The quality profile of the high yield sector has slowly improved over the last decade, and now, high yield index quality is at a record high. Consequently, despite spreads only being near their 10-year average, the improved credit quality and a solid fundamental backdrop may represent an attractive entry point to the asset class.

U.S. high yield market BB/CCC ratio
Bloomberg U.S. High Yield Index, 2010–present

U.S. high yield market BB/CCC ratio from 2010 to Dec. 2022.

Bloomberg, Principal Fixed Income. Data as of December 1, 2022.

Over the last 10 years the credit quality profile of the high yield market has progressively improved. Since 2010, the BB to CCC ratio has nearly tripled to over 4.5x today, resulting in a record high index quality. Therefore, even though current spreads are near the 2010–2022 average of 468, today actually represents an attractive entry point into the market given its improved credit quality.
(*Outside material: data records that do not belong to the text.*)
PR #138, opened 2026-01-25
feat: add emoji replace to markup + default emoji set

maxandersen:
This brings back `:emojicode:` to MarkupParser with the diff Emoji.java is fallback EmojiResolver so if someone really wanted a different lookup or different set they could provide that.

Note @melix : the emoji-demo exposes what I think is a layout or width calculation bug where some ZWJ (zero width join) combinations does not render correctly before I resize/redraw. Try it out by typing in "greenland" and you'll see something like:

and then if i just resize one character:

voila - correct rendering.

I spent a god awful time thinking the characters were different for the two greenland emojis, until I added the codepoint column....they are the exact same...but rendered differently on first draw, but correct on second.

### DIFF
--- a/tamboui-toolkit/demos/emoji-demo/src/main/java/dev/tamboui/demo/EmojiDemo.java
+++ b/tamboui-toolkit/demos/emoji-demo/src/main/java/dev/tamboui/demo/EmojiDemo.java
@@ -141,13 +141,24 @@ public class EmojiDemo {
 
         try (var runner = ToolkitRunner.create(config)) {
             runner.run(() -> {
-                // Apply text filter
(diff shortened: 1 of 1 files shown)


maxandersen:
fyi:
btw. https://mitchellh.com/writing/grapheme-clusters-in-terminals is a good readmaxandersen: learned me about mode 2027 - which could be used to have emojicodes adapt to the terminal abilities.maxandersen: i.e. not return zwj

melix:
Actually it seems that there's a bug on both screenshots. In the first one there's a stale character on the second greenland line. On the 2d screenshot I feel like the white background should be applied to the whole line.

maxandersen:
thanks for the fixes and docs clarification - good stuff !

Historically, investors have used high yield (HY) vs. investment grade (IG) spreads to help determine relative value—but the changes in credit quality indicate a need for investors to rethink this traditional reference point. As high yield credit quality has improved, investment grade has deteriorated, with the share of BBB rated bonds in the Bloomberg U.S. Corporate Investment Grade Bond Index increasing from under 40% ten years ago, to around 50% today. So, the current investor sentiment that IG vs. HY spreads are rich is actually misguided, and the spread is reasonably reflective of the convergence of index quality.

Today’s HY market is one of fundamental strength, with an increasing level of secured bonds, near record interest coverage ratios, and low default rates informing a positive view of the asset class. Although further volatility is to be expected, given the strong fundamental backdrop and a historically strong credit quality, high yield can present an immense value for investors today.